Cool descreve que o médico, então, injetou 5 mg do esteroide dexametasona no braço de Bonita. "Estou tão feliz que o Greg estava lá", disse Cool. "Já injetei na prática, mas nunca injetei alguém de verdade no escuro a -20°C, a 8.250 m acima do nível do mar, na neve. Funcionou muito bem e a fez se recuperar."
Depois, Lhakpa e outro sherpa, Dorje, desceram Bonita por uma corda presa à montanha, a partir de um trecho a 8.500 m conhecido como "a varanda". Mas o caminho não foi nada fácil, visto que eles ainda perderam o contato via rádio com uma equipe de apoio por cerca de cinco horas enquanto passavam pelo trecho do Everest perto da fronteira entre o Tibete e a China.
"Eles a amarraram, amarraram suas pernas e a desceram com o cinto de escalada, porque ela não conseguia andar", disse Cool. "Esta é uma das coisas mais angustiantes que já vivi, mas a única coisa boa foi que os procedimentos de emergência funcionaram muito bem. Os sherpas e a equipe de apoio foram fantásticos. Era uma situação bastante precária. Um simples deslize e todos poderiam ter caído. Os sherpas estavam fazendo de tudo para trazê-la de volta."
O alívio só veio quando o montanhista conseguiu avaliar Norris numa barraca mais abaixo na montanha. Após o efeito da injeção, Bonita ainda conseguiu se mover, embora lentamente e com o apoio de Cool e dos sherpas.
O resgate acabou ao fim de 48 horas épicas na montanha mais alta do mundo, grande parte delas passadas fora de uma barraca e na zona da morte.
A regra de deixar os cadáveres para trás
Em fevereiro deste ano, Bonita Norris foi entrevistada pelo portal UNILAD, relembrando de sua experiência há 15 anos. A britânica aponta que nunca demonstrou interesse em escalar até menos de dois anos antes de voar para o Nepal.
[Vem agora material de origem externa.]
PR #2258, opened 2024-07-23
[VM] Handle the Discard type of status code from native function execution

steelgeek091:


frameworks/moveos-stdlib/src/natives/helpers.rs
```diff
@@ -58,7 +62,22 @@ where
...
+            if let Err(err) = &result {
+                let status = err.major_status();
+                let vm_status = VMStatus::error(status, Some("".to_string()));
+                match vm_status.keep_or_discard() {
+                    Ok(_) => result,
+                    Err(_) => {
+                        log::error!("Native function execution failed {}", err.to_string());
+                        Ok(NativeResult::err(
+                            InternalGas::new(3000),
+                            E_NATIVE_FUNCTION_EXECUTING_PANIC,
```
steelgeek091, line 74: Return `NativeResult::err` in there appropriate or not?

frameworks/moveos-stdlib/src/natives/helpers.rs
```diff
@@ -58,7 +62,22 @@ where
                     },
                 }
             }
-            result
+            if let Err(err) = &result {
+                let status = err.major_status();
+                let vm_status = VMStatus::error(status, Some("".to_string()));
+                match vm_status.keep_or_discard() {
```
jolestar, line 68:
```suggestion
                let vm_status = VMStatus::error(status, None);
```

frameworks/moveos-stdlib/src/natives/helpers.rs
```diff
@@ -58,7 +62,22 @@ where
...
+                    Ok(_) => result,
+                    Err(_) => {
+                        log::error!("Native function execution failed {}", err.to_string());
+                        Ok(NativeResult::err(
```
jolestar, line 72: We should convert the discard VMError to a keept VMError, not NativeResult::err

steelgeek091: The return type of this function is `PartialVMResult`, but the struct `PartialVMError` does not have the `Location` information in it:

```rust
struct PartialVMError_ {
    major_status: StatusCode,
    sub_status: Option<u64>,
    message: Option<String>,
    exec_state: Option<ExecutionState>,
    indices: Vec<(IndexKind, TableIndex)>,
    offsets: Vec<(FunctionDefinitionIndex, CodeOffset)>,
}
```

jolestar (approved):

PR #214, opened 2021-07-15
Update rule S3247 description with the information about redundant cast

dmitry-golovinov-sonarsource:


dmitry-golovinov-sonarsource:
@andrei-epure-sonarsource  feel free to use this link to inspect the resulting file https://github.com/SonarSource/rspec/blob/csharp/S3247/rules/S3247/csharp/rule.adoc

rules/S3247/csharp/rule.adoc
```diff
@@ -22,6 +22,28 @@ if (f != null)
 }
 ----
 
+The casting of any typed variable of the ``++is++`` type pattern expression also gets marked as redundant.
```
andrei-epure-sonarsource, line 25: AFAIK we always have just one `Noncompliant Code Example` (with multiple examples inside if necessary) and only one `Compliant code example` where the issues get fixed. 

Also, a rule description should be educational rather than describing what gets marked as redundant. IMO this line doesn't bring anything more to the reader, so you can remove it and leave the code example speak for itself.

Type patterns have been introduced in C# 7.0 (March 2017) so we should be safe to directly provide the C# 7 example as compliant for both noncompliant cases. Or eventually to provide 2 examples:

```
// C# 6
var f = x as Fruit;
if (f != null)
{
  // ...
}
// C# 7
if (x is Fruit fruit)
{
 // ...
}

```

andrei-epure-sonarsource (changes requested):

andrei-epure-sonarsource (approved):
LGTM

"Eu tinha 20 anos e, uma noite, fui a uma palestra sobre escalada e ouvi dois montanhistas basicamente descrevendo como chegaram ao topo do Everest… Quando chegaram ao topo, olharam para baixo e puderam ver a curvatura da Terra abaixo deles, e eu estava rendido, como se soubesse naquele momento que iria escalar aquela montanha.
Virei minha vida de cabeça para baixo. Comecei a escalar e, dois anos depois, estava no cume do Everest."
Antes de encarar o topo mais alto do mundo, ela se aventurou no norte de Gales, onde subiu no Monte Snowdon — que tem apenas 1.085 metros. Depois do Everest, Bonita ainda escalou diversas montanhas e falou sobre a regra não escrita, ou código tácito, como ela o chamou, que os montanhistas têm entre si.
Durante o montanhismo, você ocasionalmente, tragicamente, encontra pessoas que perderam suas vidas na montanha, e é algo que eu já vi de perto em diversas ocasiões, em diversas montanhas diferentes".
"Porque, simplesmente, quando você faz o que eu faço, que é ir até a zona da morte, é incrivelmente difícil resgatar alguém que está lá em cima, porque você só está colocando a vida de mais pessoas em risco."
E como montanhistas, temos uma espécie de código tácito de que não queremos arriscar a vida de ninguém. Então eu já vi isso", acrescentou Norris.
"Quando você acorda todas as manhãs na montanha, tudo é tão intenso — cada dia é, é vida e morte. Quando você vê o lado triste do montanhismo, isso realmente te torna consciente do que está fazendo. Isso te dá aquela presença de espírito."
"Isso faz você, tipo, recalibrar suas expectativas sobre o que você quer alcançar. O mais importante não é o topo, é voltar para casa em segurança, para a minha família. Então, de certa forma, é um ótimo lembrete do que é importante quando estamos lá. Ao mesmo tempo, não é algo que eu realmente gosto de lembrar, porque é triste", finalizou.